**Task to carry out**
Reproduce the records exactly.

*** Opening Records for the exercise ***

PR #3486, opened 2022-05-26
ci: shellcheck job nits

kolyshkin:
Use env directive instead of adding to $GITHUB_ENV.

Use herefile to feed sha256sum instead of pipe to grep (inspired by https://github.com/opencontainers/runc/pull/3482#pullrequestreview-983894532)


.github/workflows/validate.yml
```diff
@@ -90,24 +90,23 @@ jobs:
...
         run: |
           mkdir ~/bin
           curl -sSfL --retry 5 $BASEURL/$VERSION/shellcheck-$VERSION.linux.x86_64.tar.xz |
             tar xfJ - -C ~/bin --strip 1 shellcheck-$VERSION/shellcheck
-          sha256sum ~/bin/shellcheck | grep -q $SHA256SUM
+          sha256sum --strict --check - <<<"$SHA256 *$HOME/bin/shellcheck"
           # make sure to remove the old version
           sudo rm -f /usr/bin/shellcheck
+          # Add ~/bin to $PATH.
+          echo ~/bin >> $GITHUB_PATH
```
tianon, line 106: Ironically, I bet `shellcheck` would prefer if this `$GITHUB_PATH` were quoted (but this is how GitHub themselves put it in examples, so I doubt they'll ever break that with something like a space :smile:).

kolyshkin: Right ) that's quite ironical :) and yet I'd rather let it stay as is, since this is  what they do in their examples.

kolyshkin:

.github/workflows/validate.yml
thaJeztah: We should update the examples! 🙃

thaJeztah (approved):
LGTM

*** Closing Records for the exercise ***

**Task response**
PR #3486, opened 2022-05-26
ci: shellcheck job nits

kolyshkin:
Use env directive instead of adding to $GITHUB_ENV.

Use herefile to feed sha256sum instead of pipe to grep (inspired by https://github.com/opencontainers/runc/pull/3482#pullrequestreview-983894532)


.github/workflows/validate.yml
```diff
@@ -90,24 +90,23 @@ jobs:
...
         run: |
           mkdir ~/bin
           curl -sSfL --retry 5 $BASEURL/$VERSION/shellcheck-$VERSION.linux.x86_64.tar.xz |
             tar xfJ - -C ~/bin --strip 1 shellcheck-$VERSION/shellcheck
-          sha256sum ~/bin/shellcheck | grep -q $SHA256SUM
+          sha256sum --strict --check - <<<"$SHA256 *$HOME/bin/shellcheck"
           # make sure to remove the old version
           sudo rm -f /usr/bin/shellcheck
+          # Add ~/bin to $PATH.
+          echo ~/bin >> $GITHUB_PATH
```
tianon, line 106: Ironically, I bet `shellcheck` would prefer if this `$GITHUB_PATH` were quoted (but this is how GitHub themselves put it in examples, so I doubt they'll ever break that with something like a space :smile:).

kolyshkin: Right ) that's quite ironical :) and yet I'd rather let it stay as is, since this is  what they do in their examples.

kolyshkin:

.github/workflows/validate.yml
thaJeztah: We should update the examples! 🙃

thaJeztah (approved):
LGTM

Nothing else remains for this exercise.